ブラウニーはドラクエのスタート期に現れる雑魚キャラ。

仲間になれば最初の頃なら結構頼りになる可愛いキャラのイメージです。

実は実際のブラウニーもお手伝い妖精といわれる人間には身近な存在。

今回はそんなブラウニーのご紹介です。

 


 

お手伝い妖精ブラウニー

オスカー・ヘルフルト作

ブラウニー( Brownie)はスコットランドや北部イングランドの民間伝承に見られる「お手伝い妖精」

人家に住みつき、夜、人気のないときに家畜の世話をしたり、家事仕事を手伝います

性格は温厚。

広義ではゴブリン一種です

部屋を散らかすようなイタズラをしますが、ゴブリンのような邪気はありません。

けれど、怒るとボガートになってしまうとも言い伝えられています。

 

ケルト地方では、家庭の中にはひとりは住みついていると信じられている妖精です

 

地域や国によって違うブラウニーの呼び名

ジェニー・ニストロム作

ブラウニーは地域によって様々な呼び名で親しまれています

ブルーニー、ブルナイド、グルアガッハ、ウリスク、ブリュナイ、ウルイスグなど。

これはブラウニーという名前は元はイギリスの方言として生まれ、その後イギリスとアイルランド全体でお手伝い妖精を指す総称となったため。

 

この「お手伝い妖精」はスカンジナビアではトムテ (スウェーデン) またはニッセ (ノルウェー)、スラブのドモヴォイ、ドイツではコボルドにあたります。

 

ブラウニーの起源

ブラウニーは家庭の守護霊、亡くなった祖先の霊と考えられていました。

死者との結びつきが強く、伝承に中にはかつてこの家で働いていた亡くなった使用人の幽霊としても登場しています。

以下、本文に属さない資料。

PR #900, opened 2023-04-24
Add precompile workload

rikhuijzer:
In response to the comments at https://github.com/alan-turing-institute/MLJ.jl/pull/1016, this PR suggests adding a precompile workload here to `MLJBase.jl`.

I'm running a bit into an issue though. I can't run `evaluate!` because that one calls `MLJModelInterface.nrows` at `src/resampling.jl#1289`. As far as I understand, the problem is that the interface mode in `MLJModelInterface` (`INTERFACE_MODE`) is not set during precompilation yet. However, I also cannot set the global constant because that will likely "bake in" the constant during precompilation via constant propagation, which then could give problems later on.

Is there a way we could get rid of the global constant? Maybe that could make precompilation easier. This might also have some other benefits down the line. I do understand that it's a big ask, though, so we can also continue without calling `evaluate!`.


ablaom:
Thanks for this. Let me give a little context to see if that helps you see a solution. The idea that `INTERFACE_MODE` is a switch to allow new model implementations to avoid certain package dependencies (such as Tables.jl) when they depend on MLJModelInterface.jl. (We had tried a Requires.jl solution at the time but got issues.) As we document [here](https://alan-turing-institute.github.io/MLJ.jl/dev/adding_models_for_general_use/#Important), these implementations don't actually function until MLJBase is imported, which changes the value of the constant.

> Is there a way we could get rid of the global constant? 

Unfortunately, I don't see a way to do this that isn't disruptive. I guess we could use the new optional dependencies feature of 1.9, but that would still be quite a bit of refactoring and would be breaking. I'm not sure breaking changes to MLJModelInterface.jl are even conceivable at this point. That's for MLJ2 ha ha.

A key point is that this: once MLJBase is imported, there is no reason for INTERFACE_MODE to have any value other than `FullInterface`. 

Currently the switch happens in MLJBase.jl/init.jl. Is it possible we move it out of init.jl? I have gotten into trouble trying to modify global constants in other packages outside of init.jl, so I could be missing something here.

ablaom:
Thanks @rikhuijzer for spending time looking into this. Appreciate it.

かつて亡くなった祖先は囲炉裏端で敬われ、後にブラウニーへの供物が置かれる場所となりました

 

ブラウニーは古代ローマの囲炉裏・実りの守護者ラレスに似ていると伝えられます。

その違いは、ラレスはその家に永遠に居着くことになりますが、ブラウニーはその家を離れることもあるという点。

 

ブラウニーの接し方

ジョージ・クルックシャンク作

ケルト地方では20世紀初頭までお手伝い妖精の存在が信じられており、家には「Seòmar Bhrùnaidh」(ブラウニーの部屋)と呼ばれる空室と、暖炉の近くにブラウニーのための空席がありました

 

そしてブラウニーへのお手伝いの報酬に、クリームひと鉢や、パンやケーキ、カップ一杯のミルクを部屋の片隅に置いておきます

ブラウニーは食べ物の中でも、おかゆとはちみつが特に好物であるとか。

もし忘れるようなことがあれば、アザができるほど強くつねられたり、家の中を徹底的に散らかされてしまいます

 

けれど決して、新しい服を贈ったり、洗礼を施そうとしてはいけません

ブラウニーは永遠にその家を去ってしまいます

これがブライドを傷つけられ気分を害したためなのか、そのプレゼントを貰ったために、解放され、妖精界に帰ってしまうためなのかは不明であるということ。

 

ブラウニーの仕事ぶり

かつて、一家にとってブラウニーは幸運をもたらす存在、失うことは大きな損失でした。

ブラウニーは勤勉で、夜に農作業や家事仕事を済ませてしまいます

鶏の卵を守り、穀物の刈り取り、台所の片付け、雑草刈り、羊や馬の世話、家畜の餌やり、小麦の脱穀、牛の乳搾り、など。

 

ブラウニーは動物と関わるのが好きで、その家の家畜の世話も厭いません。

コーンウォール地方でのブラウニーはミツバチの守護霊であると言い伝えられています。

ブラウニーがいるとミツバチがはやく、たくさん住み着くといいます。

初夏、農場では、ブラウニーに蜂たちを巣箱に集める手伝いをしてもらいます。

また、蜂や虫の被害にあった時、ブラウニーの名を呼べば、ブラウニーが追い払ってくれるという言い伝えも残っています。

 

ブラウニーの容姿と能力

エドモンド・ヘンリー・ガレット作

茶色い毛むくじゃら、裸、茶色のぼろ服を着てる、鼻がなく鼻孔だけ2つある、手に水かきがある、親指以外の指がくっついているなどなど、ブラウニーは地域によってさまざまに伝えられています

一般的には髪は無造作に伸び、裸か茶色いボロ服をまとっています

茶色い服装でいるところがブラウニーの名前の由来になっています。

なぜ茶色なのかについては、ブラウニー自身が好む色であるから、または全身が茶色い体毛で覆われているからという説があります。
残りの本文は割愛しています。